In this case, the elastic body and the gas spring filled with gas in the concave receiving portion during the reciprocating motion in the piston convex receiving portion of the piston convex portion constitute an elastic portion, and the piston convex receiving portion is formed. The viscous resistance of the piston and the piston convex part reciprocating in the piston convex receiving part constitutes a buffer part.

[Brief description of the drawings]

FIG. 1 is a sectional view showing a model of a sealing device according to an embodiment of the present invention.

FIG. 2 is a first sectional view for explaining the operation of the device.

FIG. 3 is a first diagram for explaining movement of a rod and a piston of the device.

FIG. 4 is a second diagram for explaining movement of a rod and a piston of the device.

FIG. 5 is a second cross-sectional view for explaining the operation of the same device.

FIG. 6 is a third sectional view for explaining the operation of the device.

FIG. 7 is a fourth sectional view for explaining the operation of the device.

FIG. 8 is a fifth sectional view for explaining the operation of the device.

FIG. 9 is a cross-sectional view illustrating an example of the sealing device according to the embodiment of the present invention.

FIG. 10 is an enlarged view of the inside of a frame A shown in FIG. 9;

FIG. 11 is a sectional view showing an example of a conventional sealing device.

[Explanation of symbols]

 DESCRIPTION OF SYMBOLS 1 Seal device 2 Rod 3 Cylinder 4 Piston 6 Seal member accommodation groove 8 Packing 10 Piston receiving part 12 Piston support part 14 Damper 16 Spring 18 Clearance 20 Piston equilibrium positioning spring

Claims (3)

[Claims] 1. A sealing device for preventing an impurity from intruding from one side to the other side of a cylinder and a rod reciprocating in the cylinder with the rod interposed between the cylinder and the cylinder. A concave receiving portion provided on the inner peripheral surface of the cylinder, a seal member storage groove provided annularly along the inner peripheral surface of the cylinder, a passage portion connecting the concave receiving portion and the seal member storing groove, The rod is mounted in the seal member storage groove, and has a concave portion on one end surface in the length direction of the rod over the entire circumference, and the vicinity of the one end of the inner peripheral surface is in contact with the rod outer peripheral surface, and the outer peripheral surface is A seal member in which the vicinity of the one end is in contact with the inner peripheral surface of the seal member storage groove; and a protrusion provided on the outer peripheral surface of the rod, protruding toward the concave receiving portion provided on the inner peripheral surface of the cylinder, and In A convex portion that reciprocates with the rod, and a piston member located between the other end surface of the concave receiving portion and the convex portion.
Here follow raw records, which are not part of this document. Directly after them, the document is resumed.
PR #2502, opened 2025-07-25
[RFC] Stage 0: Add user.is_privileged boolean field

hop-dev:
Moved from https://github.com/elastic/ecs/pull/2493

This RFC proposes adding a new boolean field, `user.is_privileged`. It will explicitly flag when a user has elevated or administrative rights.


mjwolf:
This is merged with #2493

An elastic portion that applies an elastic force between the piston member and the convex portion, and a buffer portion that applies a buffering force to a relative movement between the piston member and the convex portion. The sealing device. 2. The seal device according to claim 1, wherein a phase difference between the reciprocating motion of the piston member and the reciprocating motion of the rod is substantially 90 °. 3. The elastic portion includes a piston convex portion provided on the piston member, a piston convex portion receiving portion for receiving the piston convex portion provided on the convex portion,
The elastic body which connects the piston convex part and the piston convex part receiving part, The buffer part contains the piston convex part and the piston convex part receiving part. 3. The sealing device according to claim 1.